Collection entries
PR #249, opened 2022-05-05
Feature/asb 296 api new representations endpoint

lvnhmd:


cpcundill (approved):

packages/applications-service-api/src/services/representation.service.js
```diff
@@ -0,0 +1,9 @@
+const db = require('../models');
+
+const getRepresentationsForApplication = async (applicationId) => {
+  return db.Representation.findAll({ where: { CaseReference: applicationId } });
```
cpcundill, line 4: We need to paginate the response in a similar way to documents

cpcundill (changes requested):

cpcundill (approved):

PR #252, opened 2022-05-09
ASB-281 add filters

pk2453:


cpcundill (changes requested):

cpcundill (changes requested):
As discussed, happy that the sorting and slicing of the Type filters is done on the frontend for now.  However, we need to sort the top 5 by type name ASC after the slicing.

packages/forms-web-app/src/controllers/projects/documents.js
```diff
@@ -1,26 +1,57 @@
...
       queryUrl = `?searchTerm=${params.searchTerm}`;
     }
     const respData = response.data;
-    const { documents } = respData;
+    const { documents, filters } = respData;
+    const { stageFilters, typeFilters } = filters;
     logger.debug(`Document data received:  ${JSON.stringify(documents)} `);
     const paginationData = getPaginationData(respData);
     const pageOptions = calculatePageOptions(paginationData);
+    var customStageFilters = [];
```
cpcundill, line 27: Why the name `customStageFilter`?  What's custom about them?

cpcundill (dismissed):

cpcundill (approved):

PR #253, opened 2022-05-09
add projectName from API

pk2453:


cpcundill (changes requested):
Can we update the unit test to check the expected projectName is passed for rendering?  We'll need a mock of the call for project data.

pk2453:
> Can we update the unit test to check the expected projectName is passed for rendering? We'll need a mock of the call for project data.

Test added

PR #256, opened 2022-05-09
Feature/asb 305 filter options and counts

lvnhmd:


packages/applications-service-api/src/services/representation.service.js
```diff
@@ -1,20 +1,65 @@
+const { Op } = require('sequelize');
 const db = require('../models');
 const config = require('../lib/config');
 
-const getRepresentationsForApplication = async (applicationId, page) => {
+const getRepresentationsForApplication = async (applicationId, page, searchTerm) => {
   const { itemsPerPage: limit } = config;
   const offset = (page - 1) * limit;
-  const where = { CaseReference: applicationId };
+  let where = { CaseReference: applicationId };
```
cpcundill, line 8: I think it's better to set this to:

```
let where = { [Op.and]: [{ CaseReference: applicationId }] };
```

Then you can remove the re-assignment on line 29.

cpcundill (changes requested):

cpcundill (approved):

PR #257, opened 2022-05-09
Feature/asb 304 extend representations endpoint with filter parameters

lvnhmd:


packages/applications-service-api/src/controllers/representations.js
```diff
@@ -1,23 +1,37 @@
...
+} = require('../services/representation.service');
 
 const ApiError = require('../error/apiError');
 
 module.exports = {
   async getRepresentationsForApplication(req, res) {
-    const { applicationId, page } = req.query;
+    const { applicationId, page, searchTerm, type } = req.query;
+
+    const slugified = type && !(type instanceof Array) ? [type] : type;
```
cpcundill, line 18: The term "slugified" refers to a type of string casing where spaces are replaced with hyphens so they can be better used in URLs.  It doesn't work well here.  To be honest I think we should always treat the `type` filter as an array like so:
```
const types = type instanceof Array ? [...type] : [type];
```

packages/applications-service-api/src/services/representation.service.js
```diff
@@ -1,20 +1,72 @@
...
 const db = require('../models');
 const config = require('../lib/config');
 
-const getRepresentationsForApplication = async (applicationId, page) => {
+const getRepresentationsForApplication = async (applicationId, page, searchTerm, type) => {
   const { itemsPerPage: limit } = config;
   const offset = (page - 1) * limit;
-  const where = { CaseReference: applicationId };
+  let where = { CaseReference: applicationId };
+  if (type) where = { ...where, RepFrom: { [Op.in]: type } };
```
cpcundill, line 9: We should just keep one form of query object - i.e. the form with the [Op.and] key at the top-level.   Then this line could become:

```
if (type) {
      where[Op.and].push({
        RepFrom: { [Op.in]: type },
      });
    }
```

The code between lines 32 and 36 can then also be removed.

cpcundill (changes requested):

cpcundill (approved):

PR #259, opened 2022-05-10
ASB-184: acceptance tests added for search functionality on project d…

harish-kancharla:
…ocuments page

### DIFF
--- a/e2e-tests/cypress/integration/project-application-documents.feature
+++ b/e2e-tests/cypress/integration/project-application-documents.feature
@@ -186,3 +186,41 @@ Feature: Project Application documents page
         Given I navigate to "Ho Ho Hooo" project Overview page
         When I click on "Project application documents" link
         Then I verify that no documents found text displayed on the page
+
+    Scenario: search returns matching documents
+        Given I navigate to "Hinkley Point C New Nuclear Power Station Material Change 1" project Overview page
+        When I click on "Project application documents" link
+        When I enter text "consultee" into search field
+        And I click on search button
+        Then I can verify that below project documents were returned
+            | Document                                                                                                                                                                                                                                                                                                                                                                                                                                                                |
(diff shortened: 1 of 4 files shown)


e2e-tests/cypress/integration/project-application-documents.feature
```diff
@@ -186,3 +186,41 @@ Feature: Project Application documents page
...
+        When I click on "Project application documents" link
+        When I enter text "consultee" into search field
+        And I click on search button
+        Then I can verify that below project documents were returned
+            | Document                                                                                                                                                                                                                                                                                                                                                                                                                                                                |
+            | \n            \n              Consultee List sent to the Secretary of State (, 0Bytes)\n            \n            \n              \n                Published by EDF Energy\n              \n            \n            \n              \n                2019-04-16\n              \n              \n                Pre Application\n              \n              \n                Material Change\n              \n            \n                                   |
```
cpcundill, line 197: I think we can do better than this by stripping out the whitespace/tabs from the content on screen

e2e-tests/cypress/integration/project-application-documents.feature
```diff
@@ -186,3 +186,41 @@ Feature: Project Application documents page
         Given I navigate to "Ho Ho Hooo" project Overview page
         When I click on "Project application documents" link
         Then I verify that no documents found text displayed on the page
+
+    Scenario: search returns matching documents
+        Given I navigate to "Hinkley Point C New Nuclear Power Station Material Change 1" project Overview page
```
cpcundill, line 191: Would be better to use the Cleve Hill Solar Farm project which was added specifically because it has an export of production document data so is more realistic.  For one thing it has proper file size values 😁

cpcundill (changes requested):

e2e-tests/cypress/integration/project-application-documents.feature
harish-kancharla: changed project as suggested

e2e-tests/cypress/integration/project-application-documents.feature
harish-kancharla: stripped whitespace and line breaks

cpcundill (approved):

PR #260, opened 2022-05-10
add everythingelse type filter

pk2453:


packages/forms-web-app/src/controllers/projects/documents.js
```diff
@@ -55,15 +68,13 @@ function renderData(req, res, searchTerm, params, response, projectName, stageLi
           checked: typeList.includes(type.name),
         });
       }, Object.create(null));
-
-    typeFilters.slice(-(typeFilters.length - 5)).forEach(function (type) {
-      otherTypeFilters.push({
-        text: `${type.name} (${type.count})`,
-        value: type.name,
-        checked: typeList.includes(type.name),
+    if (top5TypeFilters.length > 5) {
```
cpcundill, line 71: We need to change some variable names since this is now looking very confusing.  Top 5 filters being greater than 5? 🤨   Isn't the backend now returning up to the top 5 plus the everything else filter?

cpcundill (changes requested):

packages/forms-web-app/src/controllers/projects/documents.js
pk2453: sorry this meant to be typeFilters so updated now.

cpcundill (approved):

PR #102, opened 2016-07-16
Upgrade ESLint dependency

### LINKED ISSUE #93: Support ESLint >= 2.10.3 (if regression is fixed)
We dropped support for ESLint >= 2.10.0 in #92 due to a [regression causing a false positive when linting our code](https://github.com/eslint/eslint/issues/6173).  The [fix for the regression has been merged to master](https://github.com/eslint/eslint/pull/6192) so it should probably go out with 2.10.3.   Once that happens, we should update our dependency to allow the newer versions with the fix.

islemaster:
Fixes #93.

Update from `>=2.5.3 <2.10.0` to `^3.1.0` which is the latest version.  The major breaking change with this update is [dropping support](https://github.com/eslint/eslint/blob/master/docs/user-guide/migrating-to-3.0.0.md#dropping-support-for-nodejs--4) for Node.js < 4 which shouldn't be an issue for this repo (as ESLint points out, Node 4 is the current LTS version).  I've added the engines field in package.json to document the dependency on Node >= 4.

Fixes the one new linting violation caught after the upgrade (and I'm actually surprised this one wasn't caught _before_ it).

### DIFF
--- a/.travis.yml
+++ b/.travis.yml
@@ -1,1 +1,2 @@
 language: node_js
+node_js: 4
--- a/lib/p5.play.js
+++ b/lib/p5.play.js
@@ -128,7 +128,9 @@ var round = p5.prototype.round;
 * @type {Group}
 */
 
-defineLazyP5Property('allSprites', function() { return new Group(); });
+defineLazyP5Property('allSprites', function() {
+  return new Group();
+});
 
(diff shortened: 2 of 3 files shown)


toolness:
Nice, this looks good to me. Thanks @islemaster !

PR #103, opened 2016-07-23
Fix width and height overriding

caleybrock:
@islemaster @toolness Hi! I was running into some issues with using p5.play to modify and get a sprite's width and height when it has an animation. The first item is a bug fix, but I also wanted to increase flexibility of p5.play so that logic could be more easily modified by users of the library so I added a few new functions as well.

- Initialize `width` and `height` when adding an animation
- Factor out updating sizes for animations outside of the update function
- Create `_getScaleX` and `_getScaleY` (currently as getters for scale) which opens the opportunity to have a horizontal scale and a vertical scale that are different.
- Added a test for an animation with frames that have different sizes. The width and height should update when each frame is updated. This happens in the helper `this._syncAnimationSizes` now

### DIFF
--- a/lib/p5.play.js
+++ b/lib/p5.play.js
@@ -1129,23 +1129,21 @@ function Sprite(pInst, _x, _y, _w, _h) {
     //the animation wasn't loaded. if the animation is not a 1x1 image
     //it means it just finished loading
     if(this.colliderType === 'default' &&
-      animations[currentAnimation].getWidth() !== 1 &&
-       animations[currentAnimation].getHeight() !== 1
-      )
+      animations[currentAnimation].getWidth() !== 1 && animations[currentAnimation].getHeight() !== 1)
     {
-    this.collider = this.getBoundingBox();
-    this.colliderType = 'image';
-    this.width = animations[currentAnimation].getWidth()*abs(this._getScaleX());
-    this.height = animations[currentAnimation].getHeight()*abs(this._getScaleY());
-    //quadTree.insert(this);
+      this.collider = this.getBoundingBox();
+      this.colliderType = 'image';
+      this.width = animations[currentAnimation].getWidth()*abs(this._getScaleX());
+      this.height = animations[currentAnimation].getHeight()*abs(this._getScaleY());
+      //quadTree.insert(this);
     }
 
     //update size and collider
     if(animations[currentAnimation].frameChanged || this.width === undefined || this.height === undefined)
     {
-    //this.collider = this.getBoundingBox();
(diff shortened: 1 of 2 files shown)


lib/p5.play.js
```diff
@@ -1120,6 +1120,35 @@ function Sprite(pInst, _x, _y, _w, _h) {
...
+    //quadTree.insert(this);
+    }
+
+    //update size and collider
+    if(animations[currentAnimation].frameChanged || this.width === undefined || this.height === undefined)
+    {
+    //this.collider = this.getBoundingBox();
+    this.width = animations[currentAnimation].getWidth()*abs(this._getScaleX());
+    this.height = animations[currentAnimation].getHeight()*abs(this._getScaleY());
+    }
```
islemaster: Indentation looks a little funky through here, could clean up formatting?

test/unit/sprite.js
```diff
@@ -76,5 +76,55 @@ describe('Sprite', function() {
       checkDirectionForVelocity([1, 1], 45);
       checkDirectionForVelocity([0, 1], 90);
     });
+
+  });
+
+  describe('demension updating when animation changes', function() {
```
islemaster: Spelling: s/demension/dimension

islemaster:
Couple of nits but otherwise this looks like a great refactor to me and has tests! :tada:  @toolness thoughts?

caleybrock:
Updated code review and fixed conflicts with master.

islemaster:
Legitimate failure on travis?
```
 1) Example sketches sprites_with_sheet.js runs for 3 frames:
    TypeError: 'undefined' is not an object (evaluating 'this.images[frame].width') @ file:///home/travis/build/molleindustria/p5.play/lib/p5.play.js:3802
```

caleybrock:
looking 👀

lib/p5.play.js
```diff
@@ -3762,22 +3794,32 @@ function Animation(pInst) {
...
   *
   * @method getWidth
   * @return {Number} Frame width
   */
   this.getWidth = function() {
-    return this.images[frame].width;
+    if (this.images[frame]) {
+      return this.images[frame].width;
+    } else {
+      return 1;
```
islemaster: Comment about when/why we would return 1 here?

islemaster: Never mind, comment is in method documentation.

caleybrock:
@islemaster @toolness any additional thoughts on this? good to merge?

islemaster:
This looks great.  Thanks Caley! :tada:

PR #106, opened 2016-07-29
Drag fix in instance mode

islemaster:
Follow-up to https://github.com/molleindustria/p5.play/commit/8151d9b1d7e4923b07956fd9646036536655d23a that makes that change work for instance mode.

Also adds the related dragging behavior to the mouse events example, and adds tests for Sprite mouse callbacks:
```
    mouse events
      ✓ mouseIsOver property represents whether mouse is over collider 
      onMouseOver callback
        ✓ calls onMouseOver when the mouse enters the sprite collider 
        ✓ does not call onMouseOver when the mouse moves within the sprite collider 
        ✓ calls onMouseOver again when the mouse leaves and returns 
      onMouseOut callback
        ✓ calls onMouseOut when the mouse leaves the sprite collider 
        ✓ does not call onMouseOut when the mouse moves outside the sprite collider 
        ✓ calls onMouseOut again when the mouse returns and leaves 
      onMousePressed callback
        ✓ does not call onMousePressed if the mouse was not over the sprite 
        ✓ calls onMousePressed if the mouse was pressed over the sprite 
        ✓ calls onMousePressed if the mouse was pressed outside the sprite then dragged over it 
      onMouseReleased callback
        ✓ does not call onMouseReleased if the mouse was never pressed over the sprite 
        ✓ calls onMouseReleased if the mouse was pressed and released over the sprite 
        ✓ calls onMouseReleased if the mouse was pressed, moved over the sprite, and then released 
        ✓ does not call onMouseReleased on mouse-out if mouse is still down 
        ✓ does not call onMouseReleased on release if mouse has left sprite 
```

### DIFF
--- a/examples/mouseEvents.js
+++ b/examples/mouseEvents.js
@@ -3,6 +3,7 @@
 
 var asterisk;
 var ghost;
+var draggedSprite;
 
 function setup() {
   createCanvas(800, 400);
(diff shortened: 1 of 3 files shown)


caleybrock:
👍 thanks brad!

islemaster:
I'm going ahead and merging this since it fixes an instance-mode bug.  @molleindustria mentioned there's probably additional work that should be done to suppport dragging sprites, but I suspect that should be done in a separate change (and extend the mouse callback tests introduced here).

PR #109, opened 2016-08-29
_getScaleX and _getScaleY missing from default collisions

caleybrock:
Found a missing case in default collisions where we are referencing `scale` instead of `getScaleX()` and `getScaleY()`. (See the 10 lines above where scale functions are called properly).


caleybrock:
@islemaster @toolness This bug was my bad - noticed when updating the p5.play library in code-dot-org. I had fixed the bug in our repository, but forgot to update it here.

islemaster:
Nice catch!  Thanks!

PR #114, opened 2016-10-17
Make collide() and displace() affect velocity as inelastic collisions

islemaster:
This is a proposal to change the behavior of `Sprite.collide()` and `Sprite.displace()`.  We'll be modifying this behavior in our own application and thought it might be more generally popular, as we think it leads to less 'surprising' behavior when one begins using p5.play.

The key change is that `collide()` and `bounce()`, which previously had no effect on a sprite's `velocity` property, would now cause the displaced sprite to adopted the other's velocity along the axis of displacement - simulating an inelastic collision with an immovable object.  Before this change, these methods have no effect on the sprite's velocity which can lead to a surprising mismatch between a sprite's visual behavior and its internal state.

# Examples

Here are some examples of how this changes sprite behavior.  Note, these examples are from our Gamelab UI, but the behaviors shown apply to vanilla p5.play too.

## Example 1: Squares colliding
Before when calling `A.collide(B)` square B would affect square A's position, but its velocity would be untouched, so the squares would resume on their original paths once they were no longer colliding:

collide

After this change, the displaced block adopts the displacing block's velocity so it continues on its new path after the separate:

collide

And here's a before/after of `displace()` which is the same with the roles of the two sprites flipped:

displace
displace

## Example 2: Circles colliding

In the before case this is much like the two squares colliding - the circles move apart then continue in their original directions.

collide

Now it's markedly different - not only does the circle change direction, it's deflected at nearly 90 degrees because the collision normal is no longer axis-aligned.

collide

Again, here's the before/after for `displace()`:

displace
displace

# Example 3: Platforming

This is the case that got the most attention from our team.  If you set up simple gravity and try to use `collide()` to keep a sprite on a platform, that sprite will continue to accelerate while it sits on the platform causing it to drop like a rock when it goes over the edge:

collide

But now its velocity is correctly arrested, giving it a graceful arc as it leaves the platform.  It's also worth noting that the ball's `velocity.x` increases a little now as it slides off the edge and the collision normal changes.

collide

I'd share the displace case here but it's not particularly interesting :grin::

displace

# Testing

I broke up the existing collision unit tests into separate files since they were getting particularly long, and added several new tests for the new behaviors.  Note, if there's interest in splitting up the tests this way but _not_ in the new behavior I'd be happy to open a PR just splitting up the tests and pinning the existing behavior.

I also manually ran through the set of examples that come with p5.play.  It looks like they all still work as expected, though I don't think any of them exercise this particular behavior well.


islemaster:
Looking at failed tests...

molleindustria:
I agree that Example 3 is problematic. The rationale was to have bounce() to resolve elastic collisions and collide/displace to resolve overlaps in a non-physics-based situation, but I don't see a problem in changing velocities if they are present.

I see a problem in transferring forces to objects that are not already moving though velocity. It would be easy to assume that all the sprites have a rigid body and this is a simplified version of box2D but the reality is that the 90% of 2D games in which things hit each other (eg atari era classics, platformers, top down rpgs, roguelikes, shmups...) simply don't use "real" forces and elastic collisions.

Maybe the .mass property set at -1 (default) can be used to determine if the body is affected by forces, maybe there can be a .rigidbody boolean that automatically activates if a force is applied but is otherwise false until changed.

islemaster:
Having a negative mass or a boolean to check whether a sprite is participating in the simulation might create more problems than it solves.  In some ways this is what the `immovable` property is for, but I'd hate to overload that property.

For future reference, can you help me out with the original intent of the various collision functions?  Here's how they are commented in the library:

* `collide()`: If the overlap is positive the current sprite will be displace by the colliding one in the closest non-overlapping position.
* `displace()`: If the overlap is positive the current sprite will displace the colliding one to the closest non-overlapping position
* `bounce()`: If the overlap is positive the sprites will bounce affecting each other's trajectories depending on their .velocity, .mass and .restitution

Here's my current understanding:

* `collide()` and `displace()` will only move a sprite out of collision, changing its position (and its `touching` property) but never its velocity, so there's effectively no 'physics' going on.
  * They always treat one of the actors as 'immovable'.
  * It seems like these two functions are the same thing with actors reversed.  Is that true?  They're currently implemented as separate code paths, I'll investigate doing some cleanup here if they're supposed to be the same.
* `bounce()` actually provides simplified physics, taking velocity/mass/restitution/immovable into account and changing sprite velocities in addition to positions.

It sounds like the behavior I'm trying to implement on our end is actually `bounce` with restitution set to zero and one sprite temporarily immovable.  Maybe I'll re-implement in those terms instead of trying to modify it here.  Any interest in still having the tests broken up like this?

islemaster:
Here's a before/after example that I think illustrates your point about not adding velocity to an object at rest.  You're saying that the 'before' behavior is the more desirable one here?

**Before:**
transfer_before

**After:**
transfer_after

molleindustria:
Yes, collide and displace are basically the same thing and I think I remembered them being kinda messy. The idea was to separate the collision detection from the overlap resolution and the physics response (bounce() which may not be a good name) because they are often used separately. I'm definitely in favor of a simplification or reimplementation, I'd only avoid assuming that all the sprites participate in the physics system and that the sprites are always moved by forces.

islemaster:
I actually think this behavior - which is 'after' with `s2.friction = 0` (100% friction) - is better than the 'before' case, because `s2`'s velocity is modeled correctly while it's being pushed.

transfer_after_with_friction

But it's a non-issue if the idea is just that `collide()`/`displace()` are not really supposed to affect sprite momentum.  I'm having trouble recreating this behavior with `bounce()` though - I can investigate that separately.

islemaster:
Okay.  So `a.bounce(b)` assumes that both `a` and `b` are participating in the physics system, but none of the other methods do/should.  As an idealized hierarchy:

* `a.overlap(b)` checks for intersection of colliders.
* `a.displace(b)` checks for intersection _and_ displaces `b` out of `a`.
* `a.bounce(b)` checks for intersection, displaces, _and_ modifies velocities of both `a` and `b` using a simple physics model.

I like that; I'll work on cleanup that follows this model and get back to you.

I think our team here suspects students will not use `displace` much, and in reality what we're asking for are variations on `bounce` with certain assumptions.  For instance, we've already introduced `a.bounceOff(b)` in our version, which is just `bounce` where `b` is implicitly immovable.  I'll communicate that back here, it may help clear up what we're doing.

Thank you for all your help on this!

molleindustria:
Yeah, the last behavior is definitely more desirable. 
Then I would ditch displace and bounce and simply have a collide() that resolves both restitution and overlaps. If you want it to push a thing you set maximum friction, if you it want to be on platforms you set them as immovable, if you want it to be moved you set widely different masses. If you don't control movements via velocity (eg. position updated by mouse position, or non continuous discrete leaps) then collide would just separate the overlapping objects.

Also did I really set max friction as 0? Ewww, should it be flipped 0=0% 1=100%?

islemaster:
I'm closing this PR since it sounds like we've decided against the changes it proposes.  I'll follow up with some smaller changes:

* Collision unit tests (over _existing_ behavior) in separate files.
* Clean up existing implementation, in particular unifying code paths for `collide` and `displace`.

I'd be in favor of flipping the `friction` property, if you're okay with breaking changes.  @toolness and I have been pretty cautious about that, since we don't have a system for publishing a new version with release notes, but I'd be surprised if many people were auto-updating p5.play through some package manager - I imagine most users build on one version and rarely if ever upgrade mid-project.

Issue #104, opened 2016-07-26
createGraphics does not work with p5.play in instance mode. 


arorag2396:
``` js
p.setup = function () {
            canvas = p.createCanvas(1000, 1000);
            pg = p.createGraphics(1000, 1000);
}
```

```
Uncaught TypeError: pInst.createVector is not a function
Camera @ p5.play.js:2387
(anonymous function) @ p5.play.js:2359
get @ p5.play.js:58
p5.Graphics @ p5.js:11555
p5.createGraphics @ p5.js:13288
p.setup @ RTChess.js:58
(anonymous function) @ p5.js:8900
_runIfPreloadsAreDone @ p5.js:8853
_decrementPreload @ p5.js:8862i
mg.onload @ p5.js:17669
```

It works in non instance mode, but seems not be working for instance mode. Am I doing something wrong?

ycatch:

• _Task directions_:
Only a number should be returned: the count of lines above that include "moves".

• _Exercise response_:
2